PROVIDED INFORMATION Start Marker

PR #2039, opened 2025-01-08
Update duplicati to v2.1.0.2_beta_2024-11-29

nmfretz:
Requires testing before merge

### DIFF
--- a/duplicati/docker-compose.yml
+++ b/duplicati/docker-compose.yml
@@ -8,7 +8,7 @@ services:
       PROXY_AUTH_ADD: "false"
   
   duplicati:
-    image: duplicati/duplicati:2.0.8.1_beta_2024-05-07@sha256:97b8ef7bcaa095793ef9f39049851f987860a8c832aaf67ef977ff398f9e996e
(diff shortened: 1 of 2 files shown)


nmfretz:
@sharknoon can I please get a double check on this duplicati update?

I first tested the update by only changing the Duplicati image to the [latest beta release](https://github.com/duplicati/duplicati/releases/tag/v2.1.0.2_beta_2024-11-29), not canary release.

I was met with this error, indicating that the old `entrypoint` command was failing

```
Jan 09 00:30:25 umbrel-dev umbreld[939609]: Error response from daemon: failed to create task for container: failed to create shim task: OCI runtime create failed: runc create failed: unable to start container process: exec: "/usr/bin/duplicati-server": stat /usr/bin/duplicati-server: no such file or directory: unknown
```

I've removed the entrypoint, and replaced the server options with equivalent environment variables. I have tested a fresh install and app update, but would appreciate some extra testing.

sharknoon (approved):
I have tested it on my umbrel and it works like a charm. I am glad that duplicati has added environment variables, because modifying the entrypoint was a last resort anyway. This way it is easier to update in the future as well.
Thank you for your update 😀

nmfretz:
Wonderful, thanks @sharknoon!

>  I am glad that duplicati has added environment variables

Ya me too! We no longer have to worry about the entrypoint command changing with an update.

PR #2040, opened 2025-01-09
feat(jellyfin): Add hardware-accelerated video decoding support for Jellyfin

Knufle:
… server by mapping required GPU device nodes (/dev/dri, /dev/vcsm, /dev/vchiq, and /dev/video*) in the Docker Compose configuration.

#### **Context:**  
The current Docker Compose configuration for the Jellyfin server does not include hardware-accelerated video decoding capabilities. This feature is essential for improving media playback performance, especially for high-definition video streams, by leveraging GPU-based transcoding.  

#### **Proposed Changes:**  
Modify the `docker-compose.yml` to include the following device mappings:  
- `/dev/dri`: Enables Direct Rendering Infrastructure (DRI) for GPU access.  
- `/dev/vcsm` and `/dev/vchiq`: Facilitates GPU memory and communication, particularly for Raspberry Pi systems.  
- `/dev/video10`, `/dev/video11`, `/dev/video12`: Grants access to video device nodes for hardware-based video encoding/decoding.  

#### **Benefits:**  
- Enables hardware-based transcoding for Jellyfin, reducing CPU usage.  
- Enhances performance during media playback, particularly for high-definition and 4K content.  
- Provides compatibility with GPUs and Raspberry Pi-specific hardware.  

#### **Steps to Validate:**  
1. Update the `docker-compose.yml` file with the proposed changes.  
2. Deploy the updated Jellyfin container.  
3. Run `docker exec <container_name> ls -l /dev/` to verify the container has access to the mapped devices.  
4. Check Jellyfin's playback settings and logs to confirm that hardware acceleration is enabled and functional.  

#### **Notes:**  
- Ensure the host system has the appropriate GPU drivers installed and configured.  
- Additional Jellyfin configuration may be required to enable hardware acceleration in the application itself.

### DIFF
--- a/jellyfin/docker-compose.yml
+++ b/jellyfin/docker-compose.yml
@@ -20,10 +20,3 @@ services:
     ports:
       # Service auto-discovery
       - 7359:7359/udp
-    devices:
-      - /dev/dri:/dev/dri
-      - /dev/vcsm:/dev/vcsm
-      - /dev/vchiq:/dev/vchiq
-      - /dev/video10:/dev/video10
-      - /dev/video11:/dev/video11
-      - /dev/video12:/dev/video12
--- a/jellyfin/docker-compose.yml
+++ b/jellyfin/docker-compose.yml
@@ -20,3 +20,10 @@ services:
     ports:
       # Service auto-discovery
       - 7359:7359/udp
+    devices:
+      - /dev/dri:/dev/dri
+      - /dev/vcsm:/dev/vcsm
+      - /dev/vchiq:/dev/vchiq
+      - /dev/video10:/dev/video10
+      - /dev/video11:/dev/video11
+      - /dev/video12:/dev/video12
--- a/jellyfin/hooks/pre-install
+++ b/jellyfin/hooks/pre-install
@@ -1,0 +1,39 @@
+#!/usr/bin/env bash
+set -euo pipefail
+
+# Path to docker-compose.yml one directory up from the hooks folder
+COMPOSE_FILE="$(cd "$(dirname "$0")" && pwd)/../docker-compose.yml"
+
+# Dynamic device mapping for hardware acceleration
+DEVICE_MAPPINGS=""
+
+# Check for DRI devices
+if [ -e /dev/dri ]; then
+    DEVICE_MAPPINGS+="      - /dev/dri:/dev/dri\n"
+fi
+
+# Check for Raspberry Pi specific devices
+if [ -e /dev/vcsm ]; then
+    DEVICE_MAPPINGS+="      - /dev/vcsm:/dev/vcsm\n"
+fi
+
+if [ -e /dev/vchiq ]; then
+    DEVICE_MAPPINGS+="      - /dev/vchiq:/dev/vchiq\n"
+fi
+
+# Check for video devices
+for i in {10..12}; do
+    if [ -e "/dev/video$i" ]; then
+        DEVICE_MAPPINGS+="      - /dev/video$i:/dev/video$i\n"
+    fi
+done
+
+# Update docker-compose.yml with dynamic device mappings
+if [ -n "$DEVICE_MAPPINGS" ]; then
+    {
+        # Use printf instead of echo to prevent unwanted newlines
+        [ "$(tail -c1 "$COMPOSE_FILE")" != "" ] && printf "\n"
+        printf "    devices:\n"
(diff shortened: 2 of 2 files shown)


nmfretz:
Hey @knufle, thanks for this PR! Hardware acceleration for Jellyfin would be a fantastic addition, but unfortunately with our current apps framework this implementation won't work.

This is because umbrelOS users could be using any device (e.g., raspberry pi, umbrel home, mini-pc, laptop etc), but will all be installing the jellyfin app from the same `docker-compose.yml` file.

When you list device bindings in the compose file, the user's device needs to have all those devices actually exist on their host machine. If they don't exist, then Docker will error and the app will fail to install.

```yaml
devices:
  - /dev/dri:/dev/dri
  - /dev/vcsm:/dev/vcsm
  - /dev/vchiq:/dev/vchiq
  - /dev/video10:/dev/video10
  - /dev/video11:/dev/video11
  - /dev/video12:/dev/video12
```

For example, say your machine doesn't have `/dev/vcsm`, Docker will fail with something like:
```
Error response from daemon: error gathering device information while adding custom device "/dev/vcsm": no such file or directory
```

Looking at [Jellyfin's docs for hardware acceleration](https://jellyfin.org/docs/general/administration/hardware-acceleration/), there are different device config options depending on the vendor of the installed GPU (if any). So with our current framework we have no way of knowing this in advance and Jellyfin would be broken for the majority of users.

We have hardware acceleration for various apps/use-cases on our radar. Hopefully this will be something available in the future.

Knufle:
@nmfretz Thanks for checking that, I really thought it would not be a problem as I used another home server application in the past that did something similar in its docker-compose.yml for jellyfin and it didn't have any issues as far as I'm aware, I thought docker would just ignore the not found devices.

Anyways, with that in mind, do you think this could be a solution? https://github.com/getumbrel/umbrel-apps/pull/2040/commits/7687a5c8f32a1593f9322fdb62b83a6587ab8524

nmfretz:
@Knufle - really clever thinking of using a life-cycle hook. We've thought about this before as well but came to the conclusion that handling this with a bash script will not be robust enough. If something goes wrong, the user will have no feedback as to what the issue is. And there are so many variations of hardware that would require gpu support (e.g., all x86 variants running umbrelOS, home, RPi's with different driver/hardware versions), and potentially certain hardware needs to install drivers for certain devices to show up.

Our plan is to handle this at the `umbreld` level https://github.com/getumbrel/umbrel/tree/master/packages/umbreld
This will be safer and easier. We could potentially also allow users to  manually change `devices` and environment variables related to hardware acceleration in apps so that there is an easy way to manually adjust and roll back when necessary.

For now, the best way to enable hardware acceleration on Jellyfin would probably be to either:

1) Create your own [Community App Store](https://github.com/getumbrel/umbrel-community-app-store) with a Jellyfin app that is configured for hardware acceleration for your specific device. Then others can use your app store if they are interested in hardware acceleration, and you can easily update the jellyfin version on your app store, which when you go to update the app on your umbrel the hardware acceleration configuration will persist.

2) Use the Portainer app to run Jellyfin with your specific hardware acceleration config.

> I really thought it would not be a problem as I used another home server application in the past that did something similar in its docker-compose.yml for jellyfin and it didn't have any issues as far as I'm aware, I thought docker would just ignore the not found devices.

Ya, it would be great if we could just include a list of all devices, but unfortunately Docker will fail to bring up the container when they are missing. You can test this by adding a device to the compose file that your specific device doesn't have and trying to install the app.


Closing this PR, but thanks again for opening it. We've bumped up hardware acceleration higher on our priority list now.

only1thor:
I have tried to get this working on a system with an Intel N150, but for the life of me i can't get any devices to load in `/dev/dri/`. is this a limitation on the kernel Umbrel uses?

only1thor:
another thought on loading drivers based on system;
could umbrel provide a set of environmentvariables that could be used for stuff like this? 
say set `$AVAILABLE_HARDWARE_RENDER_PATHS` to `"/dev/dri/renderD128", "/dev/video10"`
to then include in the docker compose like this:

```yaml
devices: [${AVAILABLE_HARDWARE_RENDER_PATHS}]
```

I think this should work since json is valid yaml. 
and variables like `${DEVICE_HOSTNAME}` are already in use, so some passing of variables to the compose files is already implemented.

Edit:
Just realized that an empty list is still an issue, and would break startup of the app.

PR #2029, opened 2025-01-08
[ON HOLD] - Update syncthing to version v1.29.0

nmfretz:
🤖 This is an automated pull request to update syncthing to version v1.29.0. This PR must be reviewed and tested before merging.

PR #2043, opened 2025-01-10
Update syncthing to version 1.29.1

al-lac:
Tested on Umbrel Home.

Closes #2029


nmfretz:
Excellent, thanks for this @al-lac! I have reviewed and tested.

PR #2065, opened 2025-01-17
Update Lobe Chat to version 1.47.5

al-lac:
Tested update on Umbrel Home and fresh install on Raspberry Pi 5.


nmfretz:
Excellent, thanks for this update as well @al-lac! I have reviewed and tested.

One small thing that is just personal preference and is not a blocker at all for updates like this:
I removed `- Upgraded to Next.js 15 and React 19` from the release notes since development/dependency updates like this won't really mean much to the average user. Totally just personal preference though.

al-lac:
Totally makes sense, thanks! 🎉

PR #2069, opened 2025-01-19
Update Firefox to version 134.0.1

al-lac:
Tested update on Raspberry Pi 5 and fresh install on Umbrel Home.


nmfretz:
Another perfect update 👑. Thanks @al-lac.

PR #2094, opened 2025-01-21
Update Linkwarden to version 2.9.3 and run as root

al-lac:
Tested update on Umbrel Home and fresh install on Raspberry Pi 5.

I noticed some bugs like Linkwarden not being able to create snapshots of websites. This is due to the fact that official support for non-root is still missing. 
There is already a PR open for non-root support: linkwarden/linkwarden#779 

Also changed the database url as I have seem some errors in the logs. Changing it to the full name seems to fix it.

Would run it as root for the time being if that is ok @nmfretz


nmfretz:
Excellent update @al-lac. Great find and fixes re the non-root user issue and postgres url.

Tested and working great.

PROVIDED INFORMATION End Marker
PROVIDED INFORMATION Start Marker

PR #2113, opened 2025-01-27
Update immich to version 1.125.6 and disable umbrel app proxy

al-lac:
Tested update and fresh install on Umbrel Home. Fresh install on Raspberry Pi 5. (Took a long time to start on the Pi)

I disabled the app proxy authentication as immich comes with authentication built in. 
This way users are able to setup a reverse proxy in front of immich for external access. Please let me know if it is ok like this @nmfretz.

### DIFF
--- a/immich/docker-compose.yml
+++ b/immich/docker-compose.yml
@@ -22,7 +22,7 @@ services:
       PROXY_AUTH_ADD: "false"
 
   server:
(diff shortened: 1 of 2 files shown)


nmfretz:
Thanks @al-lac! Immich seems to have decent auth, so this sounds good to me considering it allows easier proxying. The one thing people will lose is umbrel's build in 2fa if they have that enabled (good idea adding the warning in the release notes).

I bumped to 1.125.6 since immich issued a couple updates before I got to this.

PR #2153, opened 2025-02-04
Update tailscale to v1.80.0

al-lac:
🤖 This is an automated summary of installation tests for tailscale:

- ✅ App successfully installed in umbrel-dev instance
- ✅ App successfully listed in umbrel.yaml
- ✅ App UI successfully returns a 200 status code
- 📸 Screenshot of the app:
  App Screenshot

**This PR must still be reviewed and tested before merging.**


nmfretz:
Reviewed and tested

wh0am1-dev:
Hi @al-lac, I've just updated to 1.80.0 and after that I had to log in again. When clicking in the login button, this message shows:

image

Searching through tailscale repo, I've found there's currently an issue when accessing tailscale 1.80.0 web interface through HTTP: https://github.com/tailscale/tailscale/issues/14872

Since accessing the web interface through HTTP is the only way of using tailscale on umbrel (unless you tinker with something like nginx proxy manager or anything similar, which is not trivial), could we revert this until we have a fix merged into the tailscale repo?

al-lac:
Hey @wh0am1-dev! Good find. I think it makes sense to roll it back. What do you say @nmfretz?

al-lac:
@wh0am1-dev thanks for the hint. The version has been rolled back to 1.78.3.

PROVIDED INFORMATION End Marker
PROVIDED INFORMATION Start Marker

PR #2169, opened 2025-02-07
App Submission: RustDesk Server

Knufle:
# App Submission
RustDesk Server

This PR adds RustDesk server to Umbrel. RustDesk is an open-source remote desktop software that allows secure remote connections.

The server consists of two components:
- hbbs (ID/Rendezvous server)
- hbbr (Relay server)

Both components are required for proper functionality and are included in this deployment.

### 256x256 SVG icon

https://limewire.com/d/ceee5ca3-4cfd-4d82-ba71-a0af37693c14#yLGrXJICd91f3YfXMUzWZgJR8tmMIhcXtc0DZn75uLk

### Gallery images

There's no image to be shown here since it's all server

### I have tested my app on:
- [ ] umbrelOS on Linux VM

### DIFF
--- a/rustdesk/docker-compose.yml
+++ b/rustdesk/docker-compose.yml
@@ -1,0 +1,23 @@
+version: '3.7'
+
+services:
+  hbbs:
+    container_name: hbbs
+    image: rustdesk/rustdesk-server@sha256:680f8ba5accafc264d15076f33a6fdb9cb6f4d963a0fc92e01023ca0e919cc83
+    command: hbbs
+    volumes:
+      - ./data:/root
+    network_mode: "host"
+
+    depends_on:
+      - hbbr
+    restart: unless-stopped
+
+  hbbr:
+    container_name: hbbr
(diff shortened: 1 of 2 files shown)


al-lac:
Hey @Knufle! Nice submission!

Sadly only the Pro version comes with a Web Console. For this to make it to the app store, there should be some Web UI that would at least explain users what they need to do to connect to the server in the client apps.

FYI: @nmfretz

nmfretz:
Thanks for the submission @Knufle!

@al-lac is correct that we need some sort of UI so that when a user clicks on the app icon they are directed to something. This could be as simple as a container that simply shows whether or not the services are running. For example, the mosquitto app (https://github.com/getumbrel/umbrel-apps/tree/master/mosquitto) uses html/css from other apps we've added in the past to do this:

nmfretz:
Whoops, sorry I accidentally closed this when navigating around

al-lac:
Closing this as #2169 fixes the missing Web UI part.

PROVIDED INFORMATION End Marker

* **ASSIGNED TASK**: What lines of the data include the word "logs"? Copy each of them.

* **RESULT OF THE EXERCISE**:
4. Check Jellyfin's playback settings and logs to confirm that hardware acceleration is enabled and functional.  
Also changed the database url as I have seem some errors in the logs. Changing it to the full name seems to fix it.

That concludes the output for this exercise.